Dari paparan diatas tersimpul bahwa kita dapat menemukan/ memperoleh nilai langsung dari arti ungkapan tradisi (Kena iwake ora buthek banyune = Tercapai maksudnya tidak menimbulkan masalah), dari balik (lawan) arti ungkapan tersebut (Jurang grawah ora mili = Banyak janji tidak ditepati, menjadi kita dapat menepati janji), dan dengan merevisi dan mereformasi ungkapan tersebut (Tuna satak bathi sanak = Memperoleh kerugian kurang uang, tetapi memperoleh keuntungan tambah teman, menjadi Bathi satak bathi sanak = Memperoleh keuntungan tambah uang dan memperoleh keuntungan tambah teman).
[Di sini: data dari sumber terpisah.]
PR #5139, opened 2021-09-02
feat(secret-service): Add list of keys within secrets created by the secret-service (#4749)

### LINKED ISSUE #4749: Extend GET /secret API to return secret keys
## Action Item

The `/secrets/v1/secret` API endpoint should also report the list of keys for each secret. 

## DoD

- [ ] For each secret, the list of available keys is reported
- [ ] Unit Test
- [ ] Test backward compatibility of the API

bacherfl:
Closes #4749


secret-service/pkg/backend/secretbackend_k8s.go
```diff
@@ -220,6 +235,16 @@ func remove(s []string, r string) []string {
 	return s
 }
 
+func insert(s []string, i string) []string {
```
mowies, line 238: More out of curiosity: Would this not be a nice fit to use pointers or do the operation in place instead of using a return?

mowies (approved):

secret-service/pkg/backend/secretbackend_k8s.go
bacherfl: I wanted to stay in line with similar functions of the golang core library like `append()`, which also returns the value of the resulting array, instead of modifying the pointer

PR #5152, opened 2021-09-03
feat(bridge): Configure webhook service in Bridge (#4750)

### LINKED ISSUE #4750: Controls to configure a webhook
## User Story

As a user, I can enter the configuration for the webhook call and the configuration is stored in the Git repo. 

### Details

webhook-basic

Besides the task (e.g., `evaluation.triggered`) and filter (e.g. stage/service) of a normal integration, 
the Bridge should provide for the webhook service the possibility to configure the following properties:

- request method: [`POST`, `PUT`]
- request URL: the webhook endpoint that is called
- list of custom headers that are passed over to the endpoint (optional)
- payload
- proxy (optional)

The Bridge should notify the user about misconfiguration of the webhook service when:
- not a valid URL is provided in the URL and proxy fields
- ~localhost/internal cluster IP is used :question:~

After a user entered the information and clicked the [Save] button, a `webhook.yaml` is stored in the Git repository of this project. The content of the `webhook.yaml` file is the following:

```yaml
apiVersion: webhook.keptn.sh/v1alpha1
kind: Webhook
metadata:
  name: webhook-configuration
spec:
  requests:
  - "curl --header "Content-Type: application/json" --request POST –data '{"event":"{{.event.type}}","service":"{{.event.data.service}}","environment":"{{.event.data.stage}}' https://api.mycompany.com"
```

The stage and service filters define the exact location where the `webhook.yaml` is stored.

- If no service filter is selected, the config is stored on project level: `​/project​/{projectName}​/resource`
- If a stage filter is selected, it is stored on stage-level: `/project/{projectName}/stage/{stageName}/resource`
- If a service filter is selected, it is stored on service-level: `/project/{projectName}/service/{serviceName}/resource`
- If a stage & service filters are selected, it is stored on service-level: `/project/{projectName}/stage/{stageName}/service/{serviceName}/resource`

Furthermore, the Bridge should provide an example of the events the webhook service is subscribed to. This will facilitate the creation of a custom payload. For more details, see #4742.

## Acceptance Criteria

- [x] The webhook service can be configured
- [ ] A link with an event example is provided

## DoD

- [x] `webhook.yaml` is created via the Bridge
- [x] Unit tests
- [x] UI tests

## Dependencies

- #4736

ermin-muratovic:
## This PR
- Adds the capability to configure the webhook-service in the bridge, when editing a subscription for the webhook-service

image

### Related Issues
Closes #4750


ermin-muratovic:
Please note following known issues:

- Currently it is allowed to save a subscription with `Use for all projects` active and applying `stage` and `service` filters. The Bridge will create a `webhook.yaml` in every project, in case `Use for all projects` is activated. But when applying a `stage` and `service` filter, it might throw an error, because it could not create the `webhook.yaml` for a `stage` or `service` in another project if that `stage` or `service` is not existing.
- If a subscription is created with the option `Use for all projects` active the Bridge will create the `webhook.yaml` for all existing projects. If a new project is created afterwards, because of the configured subscription the `webhook-service` might receive the `triggered` event it subscribed to, but the `webhook.yaml` might not exist. The result would be a failing sequence in that project, saying that the webhook configuration could not be found. The fix would be to edit the subscription and save it with the same configuration.
- The `webhook-service` can be configured to trigger multiple requests, but the Bridge allows the configuration only of one request. If there is an `webhook.yaml` with multiple requests configured, changing that via the Bridge will read only the first request and save only that one, overriding the old configuration and loosing the other requests.
- Currently it is possible to configure multiple subscriptions with the same or overlapping filter configurations. If the `webhook.yaml` was created by another subscription, but a new subscription has such an overlapping filter configuration, the Bridge will override the old configuration file without warning.

johannes-b:
Hello, 

I will collect here some findings, I propose for a change: 

---

- [ ] Change order of fields: 
image

---

- [ ] Don't change the size of the field (stay with a fixed size) 

image


---

- [ ] Common style across the page (and across all other pages) 

image

--- 

- [ ] Broader URL field with

image

---

- [ ] Use font-family: monospace for `Custom payload`

image

johannes-b:
### Webhook.yaml stored in in ./webhook/

- [ ] Please consider the changes in the webhook-service, which stores the `webhook.yaml` file in the `webhook` folder. https://github.com/keptn/keptn/pull/4938#issuecomment-911617505

johannes-b:
I would like to express my opinion on the two concerns mentioned by Ermin: 

---
- Currently it is allowed to save a subscription with `Use for all projects` active and applying `stage` and `service` filters. The Bridge will create a `webhook.yaml` in every project, in case `Use for all projects` is activated. But when applying a `stage` and `service` filter, it might throw an error, because it could not create the `webhook.yaml` for a `stage` or `service` in another project if that `stage` or `service` is not existing.

- If a subscription is created with the option `Use for all projects` active the Bridge will create the `webhook.yaml` for all existing projects. If a new project is created afterwards - because of the configured subscription - the `webhook-service` might receive the `triggered` event it subscribed to, but the `webhook.yaml` might not exist. The result would be a failing sequence in that project, saying that the webhook configuration could not be found. The fix would be to edit the subscription and save it with the same configuration.
---

Due to the fact that a webhook has the characteristic of being project-specific, I propose to disable the `Use for all projects` check box when creating a webhook configuration.
* Implications (workaround): 
  * Subscription/config is not shared, but a user has to create the same subscription in another project again. This is acceptable.   
* Benefit: 
  * It is obvious and more intuitive for a user whether a webhook-config is available or not. (As stated by Ermin, if a stage filter is in place but the stage is missing in a project, the webhook-config will not be created.) Besides, for a new project a shared *webhook subscription*  does not work anyways and will fail the first time since we don`t generate the `webhook.conf` automatically. 
  
 **Adaption** 
 - When creating a subscription for a webhook-service, the `Use for all projects` is hidden:
 
 image

johannes-b:
Regarding this concern: 

---
- The `webhook-service` can be configured to trigger multiple requests, but the Bridge allows the configuration only of one request. If there is an `webhook.yaml` with multiple requests configured, changing that via the Bridge will read only the first request and save only that one, overriding the old configuration and loosing the other requests.
--- 

The scope of this issue is focused on allowing to configure **one** webhook request. If there is a need for a sequence of webhooks, a follow-up story should tackle that. 

*My expectation:* If there is the following `webhook.yaml`, a user gets the first request presented in the Bridge. A change of this request will override the first entry, but the second entry stays un-touched. 

```
kind: WebhookConfig
metadata:
  name: webhook-configuration
spec:
  webhooks:
    - type: "sh.keptn.event.test.triggered"
      envFrom:
        - name: "secretKey"
          secretRef:
            name: "slack-secret"
            key: "endpoint"
      requests:
        - "curl -X POST -H 'Content-type: application/json' --data '{\"text\":\"First call"}' https://hooks.slack.com/services/{{.env.secretKey}}"
        - "curl -X POST -H 'Content-type: application/json' --data '{\"text\":\"Second call\"}' https://hooks.slack.com/services/{{.env.secretKey}}"
```

**Scenario:**

* The Bridge displays the first request ("First call")
* A user changes the custom payload from "First call" to "Updated" and presses the Update button
* The first request gets updated: 

```
kind: WebhookConfig
metadata:
  name: webhook-configuration
spec:
  webhooks:
    - type: "sh.keptn.event.test.triggered"
      envFrom:
        - name: "secretKey"
          secretRef:
            name: "slack-secret"
            key: "endpoint"
      requests:
        - "curl -X POST -H 'Content-type: application/json' --data '{\"text\":\"Updated"}' https://hooks.slack.com/services/{{.env.secretKey}}"
        - "curl -X POST -H 'Content-type: application/json' --data '{\"text\":\"Second call\"}' https://hooks.slack.com/services/{{.env.secretKey}}"
```

johannes-b:
Regarding this issue: 

---
- Currently it is possible to configure multiple subscriptions with the same or overlapping filter configurations. If the `webhook.yaml` was created by another subscription, but a new subscription has such an overlapping filter configuration, the Bridge will override the old configuration file without warning.
--- 

Given the situation that the following subscription is already available: 
image

and wants to create another subscription: 
image

Then we have an overlap for the `dev` stage. 

**Expected behavior:**

When clicking the `Create subscription` button, a warning pops up that informs that user that the already available webhook-config for the `dev` stage will be overridden when continuing. This story should be addressed in a dedicated issue.

johannes-b:
### Editing a webhook config

I would like to change a webhook config, but the `Update subscription` button does not get enabled: 


* From: 
image

* To: 
image

johannes-b:
### Editing a webhook config

1. I create this webhook config: 

image

When editing the config again: 
image

The escaping is wrong: 
image

johannes-b:
### Payload optional

- [ ] Please change the field to be optional and not mandatory: 

image

johannes-b:
### Deleting a subscription

I have a webhook.conf like this: 

image

* When deleting the subscription: 

image

* The webhook.conf still looks the same: 

image

johannes-b:
### Editing a webhook conf

- [ ] When opening the Webhook conf, `data` instead of the `payload` is shown:

image

bridge/client/app/_components/ktb-webhook-settings/ktb-webhook-settings.component.ts
```diff
@@ -0,0 +1,119 @@
...
+  public _subscription?: UniformSubscription;
+  public webhookConfigForm = new FormGroup({
+    method: new FormControl('', [Validators.required]),
+    url: new FormControl('', [Validators.required, Validators.pattern(FormUtils.URL_PATTERN)]),
+    payload: new FormControl('', []),
+    header: new FormArray([]),
+    proxy: new FormControl('', [Validators.pattern(FormUtils.URL_PATTERN)]),
+  });
+
+  public webhookMethods: WebhookConfigMethod[] = ['POST', 'PUT'];
```
johannes-b, line 26: Can we please add GET too?

bridge/client/app/_utils/form.utils.ts
```diff
@@ -1,6 +1,8 @@
 import { AbstractControl, ValidatorFn } from '@angular/forms';
 
 export class FormUtils {
+  public static URL_PATTERN = /^(?:http(s)?:\/\/)?[\w.-]+(?:\.[\w\.-]+)+[\w\-\._~:/?#[\]@!\$&'\(\)\*\+,;=.]+$/;
```
thisthat, line 4: I would keep the escape consistent:
```suggestion
  public static URL_PATTERN = /^(?:http(s)?:\/\/)?[\w\.\-]+(?:\.[\w\.\-]+)+[\w\-\._~:\/?#[\]@!\$&'\(\)\*\+,;=\.]+$/;
```

I think this would allow to match `https://mywebsite..com-`
```suggestion
  public static URL_PATTERN = /^(?:http(s)?:\/\/)?[\w\.-]+(?:[\w\.-]+)+[\w\._~:/?#[\]@!\$&'\(\)\*\+,;=]+$/;
```

thisthat: I would suggest to follow the RegEx: `^http(s)?:\/\/([\w-]+.)+[\w-]+(\/[\w\- .\/?%&=])?$`
source: https://stackoverflow.com/a/5717338

Kirdock: This one is still wrong. Something like "mywebsite.com", "http://mywebsite.com/" or "http://mywebsite.com/?q=asdf" is not possible

johannes-b:
- [ ] Please provide a more user-guided error message for: 

image

Suggestion: `URL contains a special character causing it to be invalid. Please remove the special character.`

bridge/client/app/_components/ktb-webhook-settings/ktb-webhook-settings.component.ts
```diff
@@ -0,0 +1,119 @@
...
+
+  get headerControls(): FormGroup[] {
+    return this.header.controls as FormGroup[];
+  }
+
+  constructor(private dataService: DataService) {
+  }
+
+  private getWebhook(): void {
+    if (this.subscriptionExists && this.subscription && this.projectName) {
```
laneli, line 77: Instead of doing this, wouldn't it make more sense to load the webhook in the parent component, where we should be aware of all the inputs and then provide the webhook config also as an input?

laneli (changes requested):

bridge/client/app/_components/ktb-modify-uniform-subscription/ktb-modify-uniform-subscription.component.ts
```diff
@@ -143,18 +199,61 @@ export class KtbModifyUniformSubscriptionComponent {
...
-      update = this.dataService.createUniformSubscription(integrationId, subscription);
+      updates.push(this.dataService.createUniformSubscription(integrationId, subscription));
+    }
+
+    if (this.webhookSettings) {
+      const webhookConfig: WebhookConfig = new WebhookConfig();
+      webhookConfig.type = subscription.event;
+      webhookConfig.filter = subscription.filter;
+      webhookConfig.prevConfiguration = this._previousFilter;
+      webhookConfig.method = this.webhookSettings.getFormControl('method').value;
```
laneli, line 217: Also here if we provide an `@Output` for e.g. webhookChanged in the webhook settings, we then have a defined API and there is no need to include it with ViewChild.

laneli (approved):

Pencarian nilai semacam itu dapat dilanjutkan, dan hasilnya dapat digunakan oleh generasi selanjutnya. Semoga.




Daftar Pustaka

- Darmasoetjipta, 1985, Kamus Peribahasa Jawa, Yogyakarta: Kanisius.
- Dirdjosiswojo, 1954, Bebasan lan Saloka, Solo: Toko Buku Tiga.
- Edi Sedyawati, 1997, Pedoman Penanaman Budi Pekerti Luhur, Jakarta: Balai Pustaka.
- Linda dan Richard Eyre, 1997, Mengajarkan Nilai-nilai Kepada Anak (Teaching Your Children Values), Jakarta: PT Gramedia Pustaka Utama.
- Poerwadarminta, WJS, 1939, Baoesastra Djawa, Batavia, Groningen: JB Wolters’ Uitgevers Maatshappij NV.
- Sudharto dan Sudi Yatmana, 1990, Tata Krama, Membangun Keselamatan Bersama, Semarang: Media Wiyata.
- Tim Penyusun Kamus Pusat Pembinaan dan Pengembangan Bahasa, Departemen Pendidikan dan Kebudayaan, 1989, Kamus Besar Bahasa Indonesia, Jakarta: Balai Pustaka.
- Titi Mumfangati, 1998, Keutamaan Moral dalam Budaya Jawa, Menurut serat Margawirya, Yogyakarta: Lembaga Studi Jawa.